Interview mit Christian Baumgartner, response & ability Gmbh.: Nachhaltiges Reisen ist möglich

Was verstehen Sie unter nachhaltigem Reisen?

Nachhaltiges Reisen hat vier Komponenten: Erstens die Umwelt so wenig wie möglich zu belasten, zweitens wirtschaftliche Einkommen für die Bevölkerung in den Zielgebieten zu schaffen, drittens zur kulturellen Identität beitragen und viertens sozial verträglich sein – das betrifft im Speziellen die Arbeitsbedingungen im Tourismus, aber auch ganz allgemein die Berücksichtigung der Menschenrechte.

Die größte ökologische Belastung des Tourismus liegt in der Mobilität – ohne die Verreisen natürlich nicht möglich ist. Dennoch sollte der CO2-Fussabdruck so gering wie möglich sein, sei es durch klimaverträgliche Verkehrsmittel oder, wenn sich das Fliegen nicht vermeiden lässt, durch eine CO2-Kompensation, etwa über www.atmosfair.de.
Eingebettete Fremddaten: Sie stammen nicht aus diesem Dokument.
Issue #332, opened 2016-02-19
Add summary to html report - Feature Request


MAOliver:
Just the same style of summary that is available in the text output would be fine.

Example:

Die Verantwortung der Umwelt und den Menschen gegenüber sollte man auch im Urlaub nicht zu Hause lassen. Riesige All-In Anlagen, die austauschbare Küche und keine Kontakte mit Land und Leuten bieten, tragen eher zur Urlaubs-Enttäuschung bei. Kleinere Unterkünfte dagegen schaffen Einblick ins Land und echte Urlaubserlebnisse.

Gibt es einen Trend in diese Richtung? Wie groß ist der Anteil?

Ja, es gibt eindeutig eine stärkere Nachfrage nach nachhaltigen Angeboten – allerdings nicht unter diesem Titel. Menschen suchen mehr regionale Produkte und authentische Erlebnisse. Gesundheit und Entschleunigung wie eine intakte Urlaubsumwelt werden wichtiger. Aber als ‚nachhaltig‘ vermarktete Urlaubsprodukte würden wenig gekauft werden, weil die wenigsten wissen, was sich dahinter verbirgt. Nachhaltigkeit taugt nicht fürs Marketing. Da es kein gemeinsames Label für nachhaltiges Reisen gibt, ist der wirkliche Anteil der interessierten UrlauberInnen schwer einzuschätzen. Man spricht von 30–40 % in Europa, das entspricht in etwa der Größe der sozialen Schicht der LOHAS, der Menschen die einen Lifestyle of Health and Sustainability pflegen.

Was würde es brauchen, damit nachhaltiges Reisen zum Normalfall wird?

An erster Stelle eine ehrliche Strategie für nachhaltigen Tourismus! Der Neue ‚Plan T – Masterplan für Tourismus‘ in Österreich sagt zwar, dass Österreich zur nachhaltigsten Destination der Welt werden will – aber nicht alle genannten Schritte sind konkret. Wir brauchen auch bessere – mehr auf Nachhaltigkeit ausgerichtete – Erfolgsindikatoren für den Tourismus, jenseits der Nächtigungszahlen. Die unterschiedlichsten Förderprogramme wie auch die Vergabe öffentlicher Gelder sollten einen ehrlichen Nachhaltigkeitscheck integrieren. Eine einfache Forderung zur Reduktion der CO2-Emissionen, die zudem auch mehr Erholung verspricht, wäre: Nur jedes zweite Jahr zu fliegen und dafür doppelt so lange zu bleiben. Dies scheitert oft an unflexiblen Urlaubszeitmodellen. Auch eine CO2-Steuer würde deutlich mehr Nachhaltigkeit im Tourismus bringen. Gefordert sind also gesamtgesellschaftliche Anpassungen, nicht nur kleine Korrekturmaßnahmen.